Het bloedstollingsproces is een activiteit die uit meerdere stappen bestaat en bekend staat als coagulatie. Als het hele stollingsproces goed verloopt, blijft het bloed op de plaats van een verwonding stevig bij elkaar en stopt het bloeden. Wanneer u een bloedingsstoornis hebt, bent u niet in staat snel of helemaal geen sterke bloedstolsels te maken.
Hoe een bloedstolsel ontstaat
Bloed bestaat uit veel verschillende cellen – vooral rode bloedcellen, witte bloedcellen en bloedplaatjes – en uit stollingsfactoren. Deze en andere elementen zweven door de bloedvaten in een stro-achtige vloeistof die plasma wordt genoemd.
De stollingscascade is een complex chemisch proces dat gebruik maakt van wel 10 verschillende eiwitten (bloedstollingsfactoren of stollingsfactoren genoemd) die in plasma worden aangetroffen. Simpel gezegd verandert het stollingsproces bloed van een vloeistof in een vaste stof op de plaats van een verwonding. Dit is hoe het proces werkt:
- Verwonding. Een snee in de huid of een inwendig letsel veroorzaakt een scheurtje in een bloedvatwand, waardoor bloed gaat stollen.

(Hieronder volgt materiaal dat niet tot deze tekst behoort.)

PR #1132, opened 2022-12-20
Allow zero callback booking quotas to be returned

ethax-ross:
[Trello-4062](https://trello.com/c/n5iRbaIL/4062-review-callback-quota-fallback-functionality-in-light-of-increased-demand)

Currently we have fallback logic so that if the CRM is offline or 0 callback slots are available we are still going to return a default set of slots that will allow candidates to continue their sign up.

We recently had an unexpected influx of TTA sign ups that were being offered callback booking slots and found we had no way to stem the flow of bookings (if we mark all slots as available the default slots would then be offered). We currently offer 14 days in advance, so the likelihood of all slots being booked are slim, but we want to account for the scenario in case it does happen in the future.

Update the callback service to only return fallback slots when the CRM is offline. If the CRM is indicating there are no available slots we want to surface this on the websites and so we will now return 0 slots available.

### DIFF
--- a/GetIntoTeachingApi/Services/CallbackBookingService.cs
+++ b/GetIntoTeachingApi/Services/CallbackBookingService.cs
@@ -25,7 +25,7 @@ namespace GetIntoTeachingApi.Services
 
         public IEnumerable<CallbackBookingQuota> GetCallbackBookingQuotas()
         {
-            IEnumerable<CallbackBookingQuota> quotas = null;
+            IEnumerable<CallbackBookingQuota> quotas;
 
             try
             {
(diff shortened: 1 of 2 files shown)


asatwal (approved):
👍  LGTM.

Presumably the Sonar Cloud warnings were there before these changes and will be resolved sometime ?

ethax-ross:
> 👍 LGTM.
> 
> Presumably the Sonar Cloud warnings were there before these changes and will be resolved sometime ?

Yeah these warnings are unrelated, they're on my list but low priority

PR #1133, opened 2022-12-21
Make phone call/telephone optional for equivalent degrees

ethax-ross:
[Trello-4062](https://trello.com/c/n5iRbaIL/4062-review-callback-quota-fallback-functionality-in-light-of-increased-demand)

Currently, if a candidate has an equivalent degree we require them to schedule a callback with an adviser. Going forward, we are allowing these candidates to sign up without a callback in the event that there are no available callback booking slots available.

Trying to enforce the validation rules for when there are no callback slots available would be error prone, given that the availability dynamically updates. Instead, we are going to relax the validation in the API and ensure its enforced in the client services.


asatwal (commented):
👍 LGTM

asatwal (approved):

PR #1135, opened 2023-01-05
Disable Apply API integration

ethax-ross:
We are experiencing issues on the dev environment (its overloading the dev Apply candidate API). Disabling until we can fix it.


asatwal (approved):
👍

PR #1143, opened 2023-01-18
Revert "Disable Apply API integration"

ethax-ross:
Apply have updated their API so it should handle the traffic now.


asatwal (approved):
👍

PR #1145, opened 2023-01-24
Pin buildx to 0.9.1

ethax-ross:
New buildx generates a new OCI format with support for provenance. It doesn't work with Cloud foundry.


asatwal (approved):
👍

PR #1146, opened 2023-01-25
Add final year student contract test

ethax-ross:
We are treating final year students slightly differently so I want to capture this use case in a contract test so that we can be sure of what we're sending on to the CRM for this journey.


asatwal (approved):
👍  LGTM

PR #1147, opened 2023-01-26
Remove address 1/2 and city from TTA sign up

ethax-ross:
[Trello-4135](https://trello.com/c/J3a7zgtl/4135-remove-the-address-fields-from-the-adviser-funnel)

We no longer want to ask candidates for their full address during TTA sign up; instead we will only be asking for postcode going forward.

This relaxes the address validation for TTA sign ups but leaves in the other address fields so sign ups part way through will not be effected.


asatwal (approved):
👍  LGTM

PR #1148, opened 2023-01-27
Add API client for Apply service

ethax-ross:
The Apply service will be calling out to the API in order to sign up an Apply candidate for an adviser.

Add a client to the API configuration to support the Apply service. The relevant keys have already been added to the Azure keyvault for this client.


asatwal (approved):
👍  LGTM

PR #1149, opened 2023-01-30
Rename FindApply to Apply

ethax-ross:
[Trello-4041](https://trello.com/c/gOZOyWn1/4041-spike-submitting-tta-applications-from-the-apply-service)

When I initially integrated with the Apply service I thought Find/Apply was a single entity when in fact they're separate services. Renaming to clear up the naming.

Renames environment variables and features from `FindApplyApi` to `ApplyCandidateApi` (the secrets have been updated in keyvault accordingly).


asatwal (dismissed):
👍  LGTM

PR #1151, opened 2023-01-31
Updates to support adviser sign up from apply

ethax-ross:
[Trello-gOZOyWn1/4041](https://trello.com/c/gOZOyWn1/4041-spike-submitting-tta-applications-from-the-apply-service?filter=member:rossoliver15)

- Grant Apply access to adviser sign up

We are going to be accepting TTA sign ups from the Apply service going forward.

Grant access to the Apply service for TTA sign ups and candidate information.

- Add endpoint to retrieve existing candidate id

When a candidate signs up for a TTA via the Apply service they will already be 'authenticated' against the candidate email so we will not need to issue them a TOTP. Instead, we want to obtain a candidate id by providing matchback information.

- Setup rate limits for Apply service

Add rate limits for the adviser sign up from Apply service and also the new matchback endpoint as we're hitting the CRM.

### DIFF
--- a/GetIntoTeachingApi/Controllers/CandidatesController.cs
+++ b/GetIntoTeachingApi/Controllers/CandidatesController.cs
@@ -13,7 +13,7 @@ namespace GetIntoTeachingApi.Controllers
 {
     [Route("api/candidates")]
     [ApiController]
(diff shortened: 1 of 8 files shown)


asatwal (approved):
👍 LGTM

PR #1153, opened 2023-02-13
Add adviser matchback endpoint for Apply service

ethax-ross:
[Trello-4041](https://trello.com/c/gOZOyWn1/4041-spike-submitting-tta-applications-from-the-apply-service)

The Apply service is unlike our other API clients in that it has a set of candidates details in its own database (whereas other clients rely on the API/CRM for candidate information). As the Apply candidates are pre-verified by the Apply service we aren't going to require them to enter a Timed One-Time Passcode to retrieve existing candidate information from the API. Instead, the service can issue a matchback request for existing candidate details using the standard matchback rules.

Remove the generic candidate matchback endpoint as this doesn't fit in with the user journey we envisage on Apply for an adviser sign up (we need to retrieve adviser-specific details not just the existing candidate ID).


asatwal (approved):
👍  LGTM

PR #1160, opened 2023-02-14
Relax GCSE science validation

ethax-ross:
The Apply service will allow candidates to sign up with Maths/English GCSEs (and no Science GCSE) regardless of their preferred education stage, so we can relax this validation rule.


asatwal (approved):
👍

PR #1172, opened 2023-02-22
Address code climate warnings

ethax-ross:
- Set global Regex timeout to 500ms to prevent potential DoS attack
- Swap `ToList` for `AsEnumerable`
- Remove redundant code


asatwal (approved):
👍 LGTM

- Vatvernauwing. Om het bloedverlies onder controle te houden, vernauwt het bloedvat zich onmiddellijk (vernauwing genoemd), waardoor de bloedstroom door het vat wordt beperkt.
- Stopping van bloedplaatjes. Als reactie op de verwonding worden kleine cellen in het bloed, bloedplaatjes genaamd, geactiveerd. De bloedplaatjes hechten zich aan elkaar en aan de plaats van de wond om een plug te vormen. Het eiwit von Willebrand factor (VWF) helpt de bloedplaatjes aan elkaar en aan de bloedvatwand te kleven.
- Fibrinestolsel. Vervolgens zetten bloedstollingsfactoren de productie van fibrine in gang, een sterke, strengachtige substantie die de bloedplaatjesprop omgeeft en een fibrinestolsel vormt, een netvormig netwerk dat de prop stevig en stabiel houdt. In de loop van de volgende dagen tot weken wordt het stolsel sterker en lost het op naarmate de beschadigde bloedvatwand geneest.
Wat gebeurt er als een persoon een bloedingsstoornis heeft?
Een slechte bloedstolling kan worden veroorzaakt door defecten in bloedbestanddelen zoals bloedplaatjes en/of stollingseiwitten, ook wel stollingsfactoren genoemd. Het lichaam produceert 13 stollingsfactoren. Als een van deze defect of gebrekkig is, wordt de bloedstolling beïnvloed; een milde, matige of ernstige bloedingsstoornis kan het gevolg zijn.
Als iemand hemofilie heeft, vernauwt het bloedvat zich en vormen de bloedplaatjes een prop, maar een van de stollingsfactoreiwitten die essentieel zijn voor een stevige fibrinestolsel ontbreekt of is beschadigd, zodat het stolsel niet wordt gemaakt of niet sterk genoeg is om het bloeden te stoppen. Dit is de reden waarom iemand met hemofilie langere tijd bloedt.
Mensen met de ziekte van von Willebrand hebben ofwel niet genoeg van het VWF-eiwit of het VWF-eiwit werkt niet goed. Als ze een bloeding hebben, zijn ze niet in staat een bloedplaatjesprop te vormen.
Daarnaast fungeert VWF als een dragereiwit voor factor VIII (FVIII), een van de stollingsfactoren in plasma. VWF helpt ervoor te zorgen dat er voldoende FVIII in het bloed is en dat het daar komt waar het nodig is. Zonder VWF wordt FVIII in de bloedbaan afgebroken en kan er niet genoeg zijn om bloedingen te stoppen.